2.2 Efficient Modeling of Time-Varying Thermal Couplings

Machine tools are composed of different subassemblies which can move relative to each other. This results in time-varying coupling conditions between the subassemblies, which have to be represented efficiently in the modeling process, as a re-meshing of the complete model after each relative movement is not feasible. Another benefit of modeling the subassemblies independent of each other is that individual parts can be exchanged during the design process without affecting the other parts of the machine.

In the following, the heat transfer between machine subassemblies is modeled with bushing interface conditions, a type of multi point constraint. Here, the heat flux \(\dot{q}\) between two coupled boundaries is defined by relating the average temperature at the boundaries \(\bar{\theta }_1, \bar{\theta }_2\) and scaling it with the heat transfer coefficient h:

$$\begin{aligned} \dot{q} = h \left( \bar{\theta }_1 - \bar{\theta }_2 \right) . \end{aligned}$$
(4)

The benefit of this approach is that it is independent of the discretization of the boundaries and that no matching grids are required.

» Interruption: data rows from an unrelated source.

PR #29, opened 2015-11-21
Modified the example to use a smaller image

DanHickstein:
Also added better comments the example and generally polished it.


rth:
Looks good. I'll delete the different removed files from the git history tomorrow.

Issue #25, opened 2015-11-21
Add comprehensive documentation


rth:
Some mechanism for including documentation with sphinx for the PyAbel module should be added.

One possibility is to use put in a separate repository on e.g. `PyAbel.github.io` . Alternatively it is possible to put it in the same repository and use `https://htmlpreview.github.io/?link_to_the_html_files.html`  as it is done for the [pyinstaller documentation](https://htmlpreview.github.io/?https://github.com/pyinstaller/pyinstaller/blob/develop/doc/Manual.html).  Not sure what are the drawbacks/advantages of each method.

DanHickstein:
Yes, I was thinking that it would be great to add some nice documentation. Also not sure the best way to do this. The pyinstaller page that you linked looks useful but a little bit ugly. Maybe we could include a brief introduction and overview information (with some nice images) on the PyAbel.github.io page, and then link to the sphinx generated documentation...

rth:
I agree that would be nice. I'm not so keen on the the Pyinstaller docs myself; I can work on the sphinx generated documentation if you want. As to the overview page, I'm not sure what would be the best layout/template for it  nor where it can be hosted, but it sound like a good idea.!

DanHickstein:
I think that there are two important aspects to the documentation. One is that we should have a way to get the docstrings nicely formatted on a webpage, as is the standard for Numpy, Scipy, and other Python modules. We don't really know how to do this yet, but the docstrings that are in the code are more-or-less okay.

A second important aspect is to provide additional information about the transforms, such as background information, advantages of the transform, relevant equations, deviations from papers (i.e., we correct typos), and general user advice. I think that the wiki provided by GitHhub is a quick and easy place to provide this information, using that standard Markdown syntax that we are accustomed to. So, I would say that we should start including the PyAbel documentation using the wiki: https://github.com/PyAbel/PyAbel/wiki

Each transform method should have it's own page, and there can also be a page for general information about abel transforms.

What does the team think about this? 

@rth @DhrubajyotiDas @stggh

stggh:
Looks good. 

Perhaps, with links for  `BASEX`  etc in the home page summary, to the relevant wiki, as per the right-side 'pages' navigation box, for easy access, and for those  that do not notice the right-side navigation box.

DhrubajyotiDas:
Good idea @stggh. I've added links to the individual sections from the home page summary and fleshed out the `three_point` section.

DanHickstein:
[...]

PR #31, opened 2015-11-23
A few small tweaks to the readme

DanHickstein:
Also, I removed “#!/usr/bin/python” from the top of abel/test/run.py
since it doesn’t seem necessary.


rth:
Looks great. For the way functions parameters are formatted this will probably depend on documentation (issue #25 ) so sphynx can pick it up correctly, and generate function definitions.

It should be noted that bushing interface conditions are not accurate for interfaces with high temperature gradients due to the averaging performed in (4). Many coupling interfaces in machine tool models, for example the interaction between a rail and a carriage, are relatively small and have a rather uniform temperature distribution, so bushing conditions can be applied efficiently in this setting [10].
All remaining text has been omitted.